Granted, that might be because of a number of the other things that we’re doing in managing their problem over these repeated visits during that period. But again, if it’s low impact and low risk with the potential for high reward, let’s just keep going with it. Some patients are impatient, and if 2 months go by and they don’t see anything, they want to switch. “OK, we’ll switch you to another,” but I try to encourage them to stay in this pathway. These drugs work similarly and perform similarly, at least in clinical trials. We get the sense that they perform similarly in populations.

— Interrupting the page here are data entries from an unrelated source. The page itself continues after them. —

PR #7814, opened 2023-04-04
Honor changing view controller type.

hkfb:
#### Background
When replacing existing Views with changed Controller types, if the new Views happen to have the same ids, then the new Controller types are not honored, and instead the old, possibly incompatible Controllers are used instead.

#### Change List
- Create new Controller if type has changed

### DIFF
--- a/modules/core/src/lib/view-manager.ts
+++ b/modules/core/src/lib/view-manager.ts
@@ -326,8 +326,9 @@ export default class ViewManager {
         height: viewport.height
       };
 
-      // TODO - check if view / controller type has changed, and replace the controller
-      if (!controller) {
+      // Create controller if not already existing or if the type of the
+      // controller has changed.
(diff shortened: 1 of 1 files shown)


felixpalmer (changes requested):
This doesn't check if the view has changed, as the original TODO mentions. Could you also add that? Please also add some tests that demonstrate that this works

hkfb:
> This doesn't check if the view has changed, as the original TODO mentions. Could you also add that? Please also add some tests that demonstrate that this works

I think it's the view / controller combination that is the intention of the TODO comment. The change of the View is handled elsewhere.

I added  a test that demonstrates the issue. It fails without the changes in this PR.

hkfb:
@felixpalmer would you mind taking another look?

felixpalmer (approved):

If I had someone on drug A for 3 months and then switched them to drug B, and they got better in month 4, am I really sure it was drug B that did the trick? Or was it that they were on therapy for 4 months? Any of these could’ve worked. We just had to stick with it long enough. I don’t know and I don’t care, as long as they get better.

Neil Minkoff, MD: Yes, and I want to come right back to that. But I want to see if Dr Dodick is also in agreement about 3-or-more-months therapeutic trials across these agents.

David W. Dodick, MD: The American Headache Society has taken a position on this, that a 3-month trial is usually adequate for these treatments. But it’s nuanced. What do we mean by respond, right?

Neil Minkoff, MD: That was my next question, in fact.

David W. Dodick, MD: Yes. If a patient has noticed zero effect, and not even a partial effect, even on pain intensity, after 3 months, I’ll generally switch that patient. To Dr Nahas’ point, they may start to notice an effect within the first day or within the first week, but I wouldn’t consider them a responder yet. But if they’re starting to notice a response on either pain intensity or the number of days of migraine, in other words, they get a partial response. If the patient comes back and says to me, “I think something’s happening here. I think this may be working,” even though they haven’t had a “50%” reduction in the number of days, I’m going to stick with it. To Dr. Nahas’ point, as in every other prophylactic medication we use, there’s a cumulative response over time. As we turn things down in the brain, they tend to do better over time. But if a patient has had zero response after 3 months, I’m impatient and generally, the patient is impatient. I’m going to switch that patient.